All three of the scores Pollock created saw him absorb pressure and find a man in open space, giving St Gall’s the kind of chances they needed on a day where their shooting was below par. The full-forward completed a passing move to score on 43 minutes, just 3 minutes after the Niblock managed the first of just two long range scores of the day for Gall’s.

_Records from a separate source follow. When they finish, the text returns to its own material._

PR #17003, opened 2024-07-26
Use `provider_id` instead of `account_id` in url_params

### LINKED ISSUE #16963: Providers list view "ACCOUNT COUNT" column using wrong attribute name in link
### Deployment Type

Self-hosted

### NetBox Version

v4.0.7

### Python Version

3.10

### Steps to Reproduce

1. Create at least two Providers
2. Create at least two Provider Accounts linked to multiple different Providers
3. Navigate to Providers list view and click on a non-zero "ACCOUNT COUNT" (notice the Provider name)
4. Notice that the url filter is using `account_id` instead of `provider_id` which results in the list not being properly filtered for that Provider

### Expected Behavior

The resulting Provider Account list should be filtered to only display Accounts belonging to that Provider

### Observed Behavior

All the Accounts are displayed, unfiltered, due to the url parameter applied is `account_id` instead of `provider_id`

jsenecal:
### Fixes: #16963

Use `provider_id` instead of `account_id` to properly filter Accounts belonging to a specific Provider when navigating Accounts from the Providers list view

### DIFF
--- a/netbox/circuits/tables/providers.py
+++ b/netbox/circuits/tables/providers.py
@@ -25,7 +25,7 @@ class ProviderTable(ContactsColumnMixin, NetBoxTable):
     account_count = columns.LinkedCountColumn(
         accessor=tables.A('accounts__count'),
         viewname='circuits:provideraccount_list',
-        url_params={'account_id': 'pk'},
+        url_params={'provider_id': 'pk'},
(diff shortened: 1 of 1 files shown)


jeremystretch (approved):
Thanks @jsenecal!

Shot selection was a big problem for the Antrim champions. Despite Niblock and Sean Kelly’s successes being theironly scores from far out, they repeatedly tried to score from distance. Of their 27 shots, 15 were from beyond the D. It was rather apt that their last was also the most costly. Trailing by a point in the fourth minute of injury time, Kieran McGourty was open around 40 metres out but rushed his effort and it fell harmlessly wide.
Kilcoo change direction
A change in how Kilcoo attacked, couple with excellent use of their bench, swung the game in their favour. Laverty was wholly removed as a target man and allowed to come out to the 45 to help with developing attacks. Playing their most dangerous attacker near goal had seemed like the logical choice at the start but this withdrawn role allowed him to contribute far more. Kilcoo switched to a strategy built around patient development before attacking with pace from the wings. Crucially they introduced Ryan Johnston in the 37th minute and Sean Devlin in the 49th minute to push the tempo as the game wore on. Despite being at a significant size disadvantage, Kilcoo’s attack wore down the Gall’s backs and started to find holes. Johnston had an immediate impact, getting outside on 39 minutes to score. The change in approach wasn’t perfect, cheap turnovers were still coming in Gall’s territory but with far less regularity than in the first half.

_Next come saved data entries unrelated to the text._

PR #17015, opened 2024-07-29
16946 return empty queryset  if filterset is not valid

### LINKED ISSUE #16946: GraphQL API returns all object if given filter is invalid
### Deployment Type

Self-hosted

### NetBox Version

v4.0.7

### Python Version

3.10

### Steps to Reproduce

My specific use case is vlan_list filtered by site id, but the behavior can be observed across all objects (eg site_list filtered by region_id)
Add VLANs to netbox and perform a GraphQL query similar to below (where 1234567890 is not a valid site)
```
{
  vlan_list(filters: {site_id: "1234567890"}){
    id
    vid
    site {
      id
    }
    tenant {
      id
    }
  }
}
```

### Expected Behavior

Return an empty list or error, as the filter is not satisfied

### Observed Behavior

Returns all objects

arthanson:


jeremystretch (changes requested):
Could you please add a test for this fix to `GraphQLTestCase`?

netbox/netbox/graphql/filter_mixins.py
```diff
@@ -201,4 +201,11 @@ def wrapper(cls):
 class BaseFilterMixin:
 
     def filter_by_filterset(self, queryset, key):
-        return self.filterset(data={key: getattr(self, key)}, queryset=queryset).qs
+        filterset = self.filterset(data={key: getattr(self, key)}, queryset=queryset)
+        if not filterset.is_valid():
+            # filterset.errors is errorDict - return first error as exception
+            k, v = next(iter(filterset.errors.items()))
```
jeremystretch, line 207: Can these lines be omitted?

netbox/netbox/tests/test_graphql.py
```diff
@@ -34,3 +40,40 @@ def test_graphiql_interface(self):
...
         with disable_warnings('django.request'):
             self.assertHttpStatus(response, 302)  # Redirect to login page
+
+
+class GraphQLAPITestCase(APITestCase):
+
+    @override_settings(LOGIN_REQUIRED=True)
+    @override_settings(EXEMPT_VIEW_PERMISSIONS=['*', 'auth.user'])
+    def test_graphql_filter_objects(self):
+        from dcim.models import Site, Location
```
jeremystretch, line 50: This could use a docstring explaining why the test has been included.

jeremystretch (changes requested):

Like Johnston, Devlin made his presence felt immediately. Laverty could feel the pressure closing in on him and sent a pass into space on the left of the goal. Sean O’Hanlon was clear to take possession and he fed Devlin who finished into an empty net. Laverty remained the conductor as he set up Daragh O’Hanlon. The decisive score however showed just how in tune Kilcoo were in the closing stage. The move started off near the 45 on the right hand side. Kilcoo moved the ball around as though they were trying to kill a mythical shot clock. It was eventually worked to the left side near the 21 where Gerard McEvoy was in position to finish. An insurance point was added in the sixth minute of injury time but the job was done before the score, as Devlin’s run to the Gall’s 21 ensured the Antrim champions would not get one last attack.
The first half of this game was sorely lacking attacking nous. Kilcoo didn’t adapt a model they use in Down league and championship to cope with the greater challenges in Ulster. Laverty was a non-factor due to his advanced placement. The crucial changes came after the break. First Laverty was withdrawn closer to the 45 where he could aid the attack more. Then those two key changes happened, allowing Kilcoo to press on even after losing Niall McEvoy to a straight red.

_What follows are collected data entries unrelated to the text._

Issue #17034, opened 2024-07-31
Add API Error Handling to Plugin Catalog


arthanson:
### Proposed Changes

Add error handling around the Plugin Catalog API

### Justification

The plugin catalog API is an external API that can be down and also NetBox might not be connected to the Internet, so proper error handling and display is required.

PR #17035, opened 2024-07-31
17034 Add error handling to Plugins Catalog API

arthanson:
### Fixes: #17034 

Put error handling around plugins catalog API, added a toast if the API could not be loaded with a 15 minute timeout so you don't keep getting spammed by toasts.  Not sure if this is acceptable for an offline installation as when you go back to the page (after 15 minutes) you will get another toast.

### DIFF
--- a/netbox/core/views.py
+++ b/netbox/core/views.py
@@ -651,18 +651,19 @@ class SystemView(UserPassesTestMixin, View):
 #
 
 class BasePluginView(UserPassesTestMixin, View):
+    CACHE_KEY_CATALOG_ERROR = 'plugins-catalog-error'
 
     def test_func(self):
         return self.request.user.is_staff
 
     def get_cached_plugins(self, request):
         catalog_plugins = {}
-        catalog_plugins_error = cache.get('plugins-catalog-error', default=False)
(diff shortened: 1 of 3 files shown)


netbox/core/views.py
```diff
@@ -658,7 +658,7 @@ def test_func(self):
     def get(self, request):
         q = request.GET.get('q', None)
 
-        plugins = get_plugins().values()
+        plugins = get_plugins(request).values()
```
jeremystretch, line 661: We probably want to avoid passing the request through to a utility function solely for the purpose of collecting a potential error message. (We should preserve the option to fetch catalog plugins absent a WSGI request.)

Instead, I'd suggest refactoring the functions:

- Move the caching logic from `get_plugins()` into `get_catalog_plugins()`
- `get_catalog_plugins()` should return an empty dict if fetching fails
- Extend `get_local_plugins()` to accept an optional dictionary of plugins, to which local plugins are added/updated
- Check in the view for a failure to retrieve catalog plugins

Something like this:

```python
plugins = get_catalog_plugins()
if not plugins:
    messages.warning(request, _("Plugins catalog could not be loaded"))
plugins = get_local_plugins(plugins)
```

jeremystretch (changes requested):

jeremystretch (approved):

St Gall’s problems came down to poor decision making. Their execution issues were effectively solved by half-time, with passing much crisper in the second period. The problem was that while they did what they did efficiently, it was often the wrong thing to do. Continuing a fruitless quest to score from distance, rather than making use of the control they had on play, hurt them. Until Devlin’s goal, it did not appear to be fatal, but Gall’s couldn’t adapt to playing from behind. Kilcoo could force the tempo hard down the stretch and won the day. Winning Ulster, and the black and amber elephant in the room that goes with it, is a discussion for another day.